**TASK PROMPT**
Filtering the records below, copy only those lines that include the word "processors".

** Opening SUPPLIED INFORMATION block **

PR #2797, opened 2025-03-13
experiment: prototype measurement processor

martintmk:
In this PR I am trying to experiment with dynamic metric enrichment. This API tries to do the enrichment in a naive way and should not affect he performance if this feature is not used.

I have experimented with using `Cow<'a, [KeyValue]>` as an argument to the processor. The processor might decide to not modify the attributes and, in that case, the original slice is returned without any additional allocations.

When measurement processors are not used, I have not detected any changes in throughput. 

Fixes #

## Changes


examples/metrics-advanced/src/main.rs
```diff
@@ -154,3 +159,36 @@ async fn main() -> Result<(), Box<dyn Error + Send + Sync + 'static>> {
...
+            UserType::User => "user",
+            UserType::Admin => "admin",
+        }
+    }
+}
+
+struct UserTypeMeasurementProcessor;
+
+impl MeasurementProcessor for UserTypeMeasurementProcessor {
+    fn process<'a>(&self, attributes: Cow<'a, [KeyValue]>) -> Cow<'a, [KeyValue]> {
```
cijothomas, line 182: could the trait be modified to accept slice of attributes, and return Option<Vec> ? If processor has no interest in updating, it can return None, at which point the caller uses the original slice itself.
If processor wants to change, it'll create a new Vec! and return it. 
Cost is paid only when one wants to enrich..

martintmk: I have updated the trait with this suggestion. Looks nicer indeed.

martintmk: FYI: One big advantage of using `Cow` is the re-use of owned `Vec` in case multiple processors are modifying the attributes:

```
impl MeasurementProcessor for UserTypeMeasurementProcessor {
    fn process<'a>(&self, attributes: Cow<'a, [KeyValue]>) -> Cow<'a, [KeyValue]> {
        match Context::current().get::<UserType>() {
            Some(user_type) => {
                let mut attrs = attributes.into_owned();
                attrs.push(KeyValue::new("user_type", user_type.as_str()));
                Cow::Owned(attrs)
            }

            // No changes to the attributes
            None => attributes,
        }
    }
}
```

The `into_owned` will either:

- Return already allocated vector: `Cow::Owned`
- Create a new vector in case the `Cow` contained the borrowed data.

Blinkuu:
Hey @martintmk, I love this experiment!

We have a formal proposal for the MeasurementProcessor concept, which you can find here: https://github.com/open-telemetry/opentelemetry-specification/pull/4318

It would be wonderful if you could slightly refactor this PoC to follow the proposal. This would help with getting the proposal merged.

From a functional standpoint, it would require redefining the MeasurementProcessor trait from:

```rust
pub trait MeasurementProcessor: Send + Sync + 'static {
    fn process<'a>(&self, attributes: &[KeyValue]) -> Option<Vec<KeyValue>>;
}
```

to something like:

```rust
pub trait MeasurementProcessor: Send + Sync + 'static {
    fn process<F>(&self, measurement: Measurement, next_processor: F)
    where
        F: FnOnce(Measurement);
}
```

> Note: Please forgive me if the above doesn't make sense - I don't write Rust :D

** Closing SUPPLIED INFORMATION block **

**WRITTEN RESPONSE**
When measurement processors are not used, I have not detected any changes in throughput. 
martintmk: FYI: One big advantage of using `Cow` is the re-use of owned `Vec` in case multiple processors are modifying the attributes:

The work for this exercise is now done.